_Your goal_:
Retype the records below so that each one matches exactly.

(Stored data entries)
Issue #99, opened 2016-08-12
Completed queued jobs in admin


Firesphere:
Currently, queued jobs "disappear" after they've ran. It would be nice to have a completed jobs section, to view the messages. As people aren't keeping an eye on their system 24/7.

tractorcow:
Yeah that might be nice. Maybe on another tab right? Kind of like how comments module splits "new", "spam", and "moderated" comments into tabs.

Firesphere:
Created a pull request for this. Implemented in a slightly different way because it felt more logical to rename the class to "FinishedJob", as it's not a description of a QueuedJob anymore.

robbieaverill:
For reference the PR is #102

PR #102, opened 2016-09-18
#99 Add finished jobs in a separate tab

Firesphere:
Also added the messages to the job view, by using a separate class.
The classname is updated before write when it's complete.

Updated test to fetch the FinishedJob instead of the QueuedJobDescriptor.

### DIFF
--- a/code/dataobjects/FinishedJob.php
+++ b/code/dataobjects/FinishedJob.php
@@ -1,0 +1,37 @@
+<?php
+
+/**
+ * Created by IntelliJ IDEA.
+ * User: simon
+ * Date: 18/09/16
+ * Time: 17:05
+ */
+class FinishedJob extends QueuedJobDescriptor
+{
+
+    public function canCreate($member = null)
+    {
+        return false;
+    }
+
+    public function canDelete($member = null)
+    {
+        return true;
+    }
+
+    public function canEdit($member = null)
+    {
+        return false;
+    }
+
+    public function canView($member = null)
+    {
+        return true;
+    }
+
+    public function getCMSFields() {
+        $fields = parent::getCMSFields();
+        $fields->addFieldToTab('Root.Main', LiteralField::create('Messages', $this->getMessages()));
+        return $fields;
+    }
+}
--- a/code/services/AbstractQueuedJob.php
+++ b/code/services/AbstractQueuedJob.php
@@ -35,14 +35,14 @@ abstract class AbstractQueuedJob implements QueuedJob {
 	 * @var boolean
 	 */
 	protected $isComplete = false;
-	
+
 	/**
 	 * Extensions can have a construct but don't have too.
 	 * Without a construct, it's impossible to create a job in the CMS
 	 * @var array params
 	 */
 	public function __construct($params = array()) {
-	    
+
 	}
 
 	/**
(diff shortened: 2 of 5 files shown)


nyeholt:
Is there any reason it couldn't just use a different filter mechanism on the main model admin view? Whereby the 'default' state of the filtering would be to only display completed jobs, but allows someone to untick that?

Then update the QueuedJobDescriptor's can* methods to account for the Complete status.

Firesphere:
My thought was, to move them to a separate Class, would be a cleaner way to handle it.

code/dataobjects/FinishedJob.php
```diff
@@ -0,0 +1,37 @@
...
+    {
+        return true;
+    }
+
+    public function canEdit($member = null)
+    {
+        return false;
+    }
+
+    public function canView($member = null)
```
nyeholt: Can this be restricted to admin users only?

code/services/AbstractQueuedJob.php
```diff
@@ -136,7 +136,7 @@ public function jobFinished() {
 	 * Called when the job is determined to be 'complete'
 	 */
 	public function afterComplete() {
-
+        $this->ClassName = 'FinishedJobs';
```
nyeholt: FinishedJob~~s~~

nyeholt:
My concern though is that it's adding additional complexity in the post-complete phase that's not really necessary for the usecase required. If there are additional things that could make use of the separate object, that might make it a useful addition

code/dataobjects/FinishedJob.php
Firesphere: Sure, note added to my list of things-to-do :)

code/services/AbstractQueuedJob.php
Firesphere: Good spot!

Firesphere:
I would think, having the classname changed, would also make a cleanup job, as per #101 easier. Plus, the added benefit is that the job runner only has to scan the QueuedJobs and thereby not having to run through possibly late finished jobs.
The latter was an issue I ran into, when having jobs running that take longer than expected, and "restart" the job, multiple times due to that. By changing it's classname, the first run finishing late, would change the classname to finished and by then, that issue didn't occur anymore for any subsequent automated crontasks trying to run it.

dhensby:
> I would think, having the classname changed, would also make a cleanup job, as per #101 easier. Plus, the added benefit is that the job runner only has to scan the QueuedJobs and thereby not having to run through possibly late finished jobs.

I actually think it makes things harder. At the moment that PR would allow devs to dictate which jobs can be cleaned by status. Now it'd only be able to clean up ones that completed and changed the class correctly - or it'd need refactoring to clean up multiple object types.

nyeholt:
> when having jobs running that take longer than expected, and "restart" the job, multiple times due to 
> that. By changing it's classname, the first run finishing late, would change the classname to finished and 
> by then, that issue didn't occur anymore for any subsequent automated crontasks trying to run it.

So the classname changed before the job is actually fully complete? Because that could be very problematic - either way, I don't really like changing the classname as part of the execution. I'd really prefer a filter option on the side - and if there's a real need to have them as a separate job, that that happens as a post-fact archiving step.

robbieaverill:
It doesn't sound like there's an agreement from the maintainers that this feature fits the project, and since it's pretty stale now I'm going to close it. Feel free to reopen if you'd like to revisit it again! Thanks for contributing =)

Issue #114, opened 2017-02-12
"Start Job At" date is interpreted in American format when entered in European format.


sapiensfio:
If a user has their DateFormat setting set to "dd/MM/yyyy" and creates a new job with the "Start Job At" field set to "01/04/2017" (for example) then the StartAfter field for this job is saved as "2017-01-04" when it should be "2017-04-01". 

This is because PHP interprets dates separated by a '/' as being in American format.

PR #115, opened 2017-02-12
Solved issue #114 where a job's StartAfter date was always being save…

sapiensfio:
…d in American format irrespective of the user's chosen DateFormat setting.


nyeholt:
I'd always just entered dates in YYYY-mm-dd format; never even occurred to me that people would do it other ways :) . I was trying to come up with a more elegant solution, but this looks to handle it as directly as possible.

PR #119, opened 2017-04-01
Making inclusion-duration of finished jobs configurable

micschk:
PR against 3.1+ branch


micschk:
Would this be OK to be merged & tagged into the current 3.x branch?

_Answer to the problem_:
Issue #99, opened 2016-08-12
Completed queued jobs in admin


Firesphere:
Currently, queued jobs "disappear" after they've ran. It would be nice to have a completed jobs section, to view the messages. As people aren't keeping an eye on their system 24/7.

tractorcow:
Yeah that might be nice. Maybe on another tab right? Kind of like how comments module splits "new", "spam", and "moderated" comments into tabs.

Firesphere:
Created a pull request for this. Implemented in a slightly different way because it felt more logical to rename the class to "FinishedJob", as it's not a description of a QueuedJob anymore.

robbieaverill:
For reference the PR is #102

PR #102, opened 2016-09-18
#99 Add finished jobs in a separate tab

Firesphere:
Also added the messages to the job view, by using a separate class.
The classname is updated before write when it's complete.

Updated test to fetch the FinishedJob instead of the QueuedJobDescriptor.

### DIFF
--- a/code/dataobjects/FinishedJob.php
+++ b/code/dataobjects/FinishedJob.php
@@ -1,0 +1,37 @@
+<?php
+
+/**
+ * Created by IntelliJ IDEA.
+ * User: simon
+ * Date: 18/09/16
+ * Time: 17:05
+ */
+class FinishedJob extends QueuedJobDescriptor
+{
+
+    public function canCreate($member = null)
+    {
+        return false;
+    }
+
+    public function canDelete($member = null)
+    {
+        return true;
+    }
+
+    public function canEdit($member = null)
+    {
+        return false;
+    }
+
+    public function canView($member = null)
+    {
+        return true;
+    }
+
+    public function getCMSFields() {
+        $fields = parent::getCMSFields();
+        $fields->addFieldToTab('Root.Main', LiteralField::create('Messages', $this->getMessages()));
+        return $fields;
+    }
+}
--- a/code/services/AbstractQueuedJob.php
+++ b/code/services/AbstractQueuedJob.php
@@ -35,14 +35,14 @@ abstract class AbstractQueuedJob implements QueuedJob {
 	 * @var boolean
 	 */
 	protected $isComplete = false;
-	
+
 	/**
 	 * Extensions can have a construct but don't have too.
 	 * Without a construct, it's impossible to create a job in the CMS
 	 * @var array params
 	 */
 	public function __construct($params = array()) {
-	    
+
 	}
 
 	/**
(diff shortened: 2 of 5 files shown)


nyeholt:
Is there any reason it couldn't just use a different filter mechanism on the main model admin view? Whereby the 'default' state of the filtering would be to only display completed jobs, but allows someone to untick that?

Then update the QueuedJobDescriptor's can* methods to account for the Complete status.

Firesphere:
My thought was, to move them to a separate Class, would be a cleaner way to handle it.

code/dataobjects/FinishedJob.php
```diff
@@ -0,0 +1,37 @@
...
+    {
+        return true;
+    }
+
+    public function canEdit($member = null)
+    {
+        return false;
+    }
+
+    public function canView($member = null)
```
nyeholt: Can this be restricted to admin users only?

code/services/AbstractQueuedJob.php
```diff
@@ -136,7 +136,7 @@ public function jobFinished() {
 	 * Called when the job is determined to be 'complete'
 	 */
 	public function afterComplete() {
-
+        $this->ClassName = 'FinishedJobs';
```
nyeholt: FinishedJob~~s~~

nyeholt:
My concern though is that it's adding additional complexity in the post-complete phase that's not really necessary for the usecase required. If there are additional things that could make use of the separate object, that might make it a useful addition

code/dataobjects/FinishedJob.php
Firesphere: Sure, note added to my list of things-to-do :)

code/services/AbstractQueuedJob.php
Firesphere: Good spot!

Firesphere:
I would think, having the classname changed, would also make a cleanup job, as per #101 easier. Plus, the added benefit is that the job runner only has to scan the QueuedJobs and thereby not having to run through possibly late finished jobs.
The latter was an issue I ran into, when having jobs running that take longer than expected, and "restart" the job, multiple times due to that. By changing it's classname, the first run finishing late, would change the classname to finished and by then, that issue didn't occur anymore for any subsequent automated crontasks trying to run it.

dhensby:
> I would think, having the classname changed, would also make a cleanup job, as per #101 easier. Plus, the added benefit is that the job runner only has to scan the QueuedJobs and thereby not having to run through possibly late finished jobs.

I actually think it makes things harder. At the moment that PR would allow devs to dictate which jobs can be cleaned by status. Now it'd only be able to clean up ones that completed and changed the class correctly - or it'd need refactoring to clean up multiple object types.

nyeholt:
> when having jobs running that take longer than expected, and "restart" the job, multiple times due to 
> that. By changing it's classname, the first run finishing late, would change the classname to finished and 
> by then, that issue didn't occur anymore for any subsequent automated crontasks trying to run it.

So the classname changed before the job is actually fully complete? Because that could be very problematic - either way, I don't really like changing the classname as part of the execution. I'd really prefer a filter option on the side - and if there's a real need to have them as a separate job, that that happens as a post-fact archiving step.

robbieaverill:
It doesn't sound like there's an agreement from the maintainers that this feature fits the project, and since it's pretty stale now I'm going to close it. Feel free to reopen if you'd like to revisit it again! Thanks for contributing =)

Issue #114, opened 2017-02-12
"Start Job At" date is interpreted in American format when entered in European format.


sapiensfio:
If a user has their DateFormat setting set to "dd/MM/yyyy" and creates a new job with the "Start Job At" field set to "01/04/2017" (for example) then the StartAfter field for this job is saved as "2017-01-04" when it should be "2017-04-01". 

This is because PHP interprets dates separated by a '/' as being in American format.

PR #115, opened 2017-02-12
Solved issue #114 where a job's StartAfter date was always being save…

sapiensfio:
…d in American format irrespective of the user's chosen DateFormat setting.


nyeholt:
I'd always just entered dates in YYYY-mm-dd format; never even occurred to me that people would do it other ways :) . I was trying to come up with a more elegant solution, but this looks to handle it as directly as possible.

PR #119, opened 2017-04-01
Making inclusion-duration of finished jobs configurable

micschk:
PR against 3.1+ branch


micschk:
Would this be OK to be merged & tagged into the current 3.x branch?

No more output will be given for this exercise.